* _How to complete this task_
From the entries below, transcribe exactly the lines between the line holding "eslint in /main/tests/cypress" and the line holding "I think that's", inclusive; skip all other lines.

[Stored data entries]
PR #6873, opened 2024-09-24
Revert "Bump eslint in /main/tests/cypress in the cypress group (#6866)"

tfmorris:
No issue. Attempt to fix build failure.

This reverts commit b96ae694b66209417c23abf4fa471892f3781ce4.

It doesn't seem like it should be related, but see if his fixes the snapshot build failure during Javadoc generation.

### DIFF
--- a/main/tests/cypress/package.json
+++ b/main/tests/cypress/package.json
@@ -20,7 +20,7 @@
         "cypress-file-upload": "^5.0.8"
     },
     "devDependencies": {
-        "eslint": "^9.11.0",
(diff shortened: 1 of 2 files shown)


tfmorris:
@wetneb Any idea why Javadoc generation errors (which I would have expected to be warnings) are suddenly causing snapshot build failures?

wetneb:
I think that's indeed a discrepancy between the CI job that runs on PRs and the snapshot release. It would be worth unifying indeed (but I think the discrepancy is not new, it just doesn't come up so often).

--

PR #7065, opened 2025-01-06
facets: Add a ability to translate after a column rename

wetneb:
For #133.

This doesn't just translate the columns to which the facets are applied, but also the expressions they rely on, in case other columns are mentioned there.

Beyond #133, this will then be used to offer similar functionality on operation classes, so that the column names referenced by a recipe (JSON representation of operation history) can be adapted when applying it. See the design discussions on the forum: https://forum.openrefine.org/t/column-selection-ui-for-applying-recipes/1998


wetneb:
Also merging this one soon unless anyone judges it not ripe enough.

==

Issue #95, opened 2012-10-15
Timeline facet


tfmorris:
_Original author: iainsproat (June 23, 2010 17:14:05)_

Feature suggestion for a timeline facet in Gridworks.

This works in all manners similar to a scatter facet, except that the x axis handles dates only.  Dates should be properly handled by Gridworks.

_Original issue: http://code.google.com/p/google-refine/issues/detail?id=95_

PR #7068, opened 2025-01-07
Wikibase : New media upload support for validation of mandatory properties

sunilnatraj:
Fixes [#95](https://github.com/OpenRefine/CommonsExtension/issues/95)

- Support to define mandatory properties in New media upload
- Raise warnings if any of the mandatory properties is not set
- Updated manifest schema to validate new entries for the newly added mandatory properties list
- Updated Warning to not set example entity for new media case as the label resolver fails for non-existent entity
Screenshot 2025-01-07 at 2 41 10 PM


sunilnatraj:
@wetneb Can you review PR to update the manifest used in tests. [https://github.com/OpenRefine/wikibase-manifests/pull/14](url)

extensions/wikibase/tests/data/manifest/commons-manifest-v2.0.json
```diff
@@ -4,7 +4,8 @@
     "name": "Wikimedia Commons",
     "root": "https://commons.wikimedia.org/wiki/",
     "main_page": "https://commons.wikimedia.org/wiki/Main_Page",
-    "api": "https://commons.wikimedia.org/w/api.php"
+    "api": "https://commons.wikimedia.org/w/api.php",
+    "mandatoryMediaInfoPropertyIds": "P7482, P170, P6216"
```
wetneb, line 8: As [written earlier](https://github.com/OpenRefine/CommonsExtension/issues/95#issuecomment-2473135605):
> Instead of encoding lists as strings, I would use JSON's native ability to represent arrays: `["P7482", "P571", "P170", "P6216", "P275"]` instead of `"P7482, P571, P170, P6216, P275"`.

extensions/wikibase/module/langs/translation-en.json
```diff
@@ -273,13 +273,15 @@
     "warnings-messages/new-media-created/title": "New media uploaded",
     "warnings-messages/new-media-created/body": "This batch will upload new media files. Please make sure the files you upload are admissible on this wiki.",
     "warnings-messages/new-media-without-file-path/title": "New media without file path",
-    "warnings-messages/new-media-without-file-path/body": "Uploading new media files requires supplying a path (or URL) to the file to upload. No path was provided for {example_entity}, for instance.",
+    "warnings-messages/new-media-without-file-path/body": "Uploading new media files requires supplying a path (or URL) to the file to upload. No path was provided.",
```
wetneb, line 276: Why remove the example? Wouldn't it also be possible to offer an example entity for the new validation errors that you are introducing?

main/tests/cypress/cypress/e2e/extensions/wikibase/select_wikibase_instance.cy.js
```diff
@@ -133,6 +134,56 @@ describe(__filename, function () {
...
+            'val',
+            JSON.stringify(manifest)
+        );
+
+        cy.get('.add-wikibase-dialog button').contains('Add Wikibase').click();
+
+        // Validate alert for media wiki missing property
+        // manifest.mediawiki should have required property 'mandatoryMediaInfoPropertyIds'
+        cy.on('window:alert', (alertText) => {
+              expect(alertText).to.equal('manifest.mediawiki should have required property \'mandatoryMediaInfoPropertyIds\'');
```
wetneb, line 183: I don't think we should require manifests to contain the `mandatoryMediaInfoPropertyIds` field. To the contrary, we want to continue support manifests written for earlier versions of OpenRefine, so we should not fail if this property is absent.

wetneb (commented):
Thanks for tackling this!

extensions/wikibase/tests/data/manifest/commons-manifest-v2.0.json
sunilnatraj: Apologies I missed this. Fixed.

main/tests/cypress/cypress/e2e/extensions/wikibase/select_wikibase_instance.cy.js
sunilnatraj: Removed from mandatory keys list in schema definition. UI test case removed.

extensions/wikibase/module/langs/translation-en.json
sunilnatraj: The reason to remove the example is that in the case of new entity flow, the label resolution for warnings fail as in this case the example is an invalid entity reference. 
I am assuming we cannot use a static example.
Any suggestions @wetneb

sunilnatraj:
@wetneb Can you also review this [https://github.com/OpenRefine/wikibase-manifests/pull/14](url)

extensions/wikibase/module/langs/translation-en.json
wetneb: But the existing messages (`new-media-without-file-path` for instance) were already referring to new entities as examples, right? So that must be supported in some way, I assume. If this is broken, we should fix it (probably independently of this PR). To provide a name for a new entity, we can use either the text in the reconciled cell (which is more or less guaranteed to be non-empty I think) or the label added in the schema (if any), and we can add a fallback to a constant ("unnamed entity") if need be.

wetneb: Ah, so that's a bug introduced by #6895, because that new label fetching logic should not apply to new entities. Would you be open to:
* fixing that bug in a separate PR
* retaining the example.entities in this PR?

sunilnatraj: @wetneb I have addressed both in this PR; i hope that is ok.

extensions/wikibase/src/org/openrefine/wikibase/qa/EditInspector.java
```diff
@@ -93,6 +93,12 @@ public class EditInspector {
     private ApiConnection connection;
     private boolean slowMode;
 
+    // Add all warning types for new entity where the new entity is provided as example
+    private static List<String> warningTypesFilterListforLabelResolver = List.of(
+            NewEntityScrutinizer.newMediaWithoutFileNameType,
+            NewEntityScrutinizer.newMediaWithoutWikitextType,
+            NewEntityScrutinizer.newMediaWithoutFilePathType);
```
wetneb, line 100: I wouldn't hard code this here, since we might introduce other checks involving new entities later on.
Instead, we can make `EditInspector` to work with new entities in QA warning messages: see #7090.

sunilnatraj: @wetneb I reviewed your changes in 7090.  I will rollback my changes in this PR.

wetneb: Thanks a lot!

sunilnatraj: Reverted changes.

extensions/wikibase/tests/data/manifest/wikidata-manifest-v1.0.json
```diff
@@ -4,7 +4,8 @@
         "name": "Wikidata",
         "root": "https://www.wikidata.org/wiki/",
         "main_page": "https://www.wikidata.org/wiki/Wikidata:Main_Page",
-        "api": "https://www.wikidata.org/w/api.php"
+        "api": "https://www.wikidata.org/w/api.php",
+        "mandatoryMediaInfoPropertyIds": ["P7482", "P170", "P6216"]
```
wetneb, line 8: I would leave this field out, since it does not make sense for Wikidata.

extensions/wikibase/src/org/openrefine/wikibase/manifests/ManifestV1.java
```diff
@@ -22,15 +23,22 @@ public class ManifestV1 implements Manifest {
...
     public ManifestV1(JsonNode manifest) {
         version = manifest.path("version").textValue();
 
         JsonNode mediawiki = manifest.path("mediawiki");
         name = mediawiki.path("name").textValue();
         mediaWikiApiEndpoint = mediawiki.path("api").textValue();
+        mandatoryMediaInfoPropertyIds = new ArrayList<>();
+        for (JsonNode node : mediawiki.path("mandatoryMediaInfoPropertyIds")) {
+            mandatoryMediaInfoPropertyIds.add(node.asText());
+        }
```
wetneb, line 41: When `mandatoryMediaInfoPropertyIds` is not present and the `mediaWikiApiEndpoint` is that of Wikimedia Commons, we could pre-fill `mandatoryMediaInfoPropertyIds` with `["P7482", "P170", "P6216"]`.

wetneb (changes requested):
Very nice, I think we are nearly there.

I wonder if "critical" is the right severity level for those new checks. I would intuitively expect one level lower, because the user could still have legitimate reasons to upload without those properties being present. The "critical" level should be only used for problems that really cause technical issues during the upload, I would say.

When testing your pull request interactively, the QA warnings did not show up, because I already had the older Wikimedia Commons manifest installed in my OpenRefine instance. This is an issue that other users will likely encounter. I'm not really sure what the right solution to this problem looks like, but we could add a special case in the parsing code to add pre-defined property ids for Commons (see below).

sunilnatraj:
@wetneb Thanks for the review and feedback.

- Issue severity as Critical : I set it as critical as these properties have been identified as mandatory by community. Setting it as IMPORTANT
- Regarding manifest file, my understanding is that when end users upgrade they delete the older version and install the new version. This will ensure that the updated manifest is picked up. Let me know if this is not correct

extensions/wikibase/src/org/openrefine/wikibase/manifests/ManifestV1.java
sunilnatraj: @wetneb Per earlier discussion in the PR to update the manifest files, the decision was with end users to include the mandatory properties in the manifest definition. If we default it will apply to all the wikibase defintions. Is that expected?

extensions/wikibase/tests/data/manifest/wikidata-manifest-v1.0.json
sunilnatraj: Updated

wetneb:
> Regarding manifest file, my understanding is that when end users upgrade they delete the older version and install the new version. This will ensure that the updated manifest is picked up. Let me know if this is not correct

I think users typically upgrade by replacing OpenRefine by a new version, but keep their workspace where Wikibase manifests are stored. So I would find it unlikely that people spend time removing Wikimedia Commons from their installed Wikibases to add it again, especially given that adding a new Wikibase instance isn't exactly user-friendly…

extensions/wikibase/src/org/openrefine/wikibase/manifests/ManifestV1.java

* _Output_
Revert "Bump eslint in /main/tests/cypress in the cypress group (#6866)"

tfmorris:
No issue. Attempt to fix build failure.

This reverts commit b96ae694b66209417c23abf4fa471892f3781ce4.

It doesn't seem like it should be related, but see if his fixes the snapshot build failure during Javadoc generation.

### DIFF
--- a/main/tests/cypress/package.json
+++ b/main/tests/cypress/package.json
@@ -20,7 +20,7 @@
         "cypress-file-upload": "^5.0.8"
     },
     "devDependencies": {
-        "eslint": "^9.11.0",
(diff shortened: 1 of 2 files shown)


tfmorris:
@wetneb Any idea why Javadoc generation errors (which I would have expected to be warnings) are suddenly causing snapshot build failures?

wetneb:
I think that's indeed a discrepancy between the CI job that runs on PRs and the snapshot release. It would be worth unifying indeed (but I think the discrepancy is not new, it just doesn't come up so often).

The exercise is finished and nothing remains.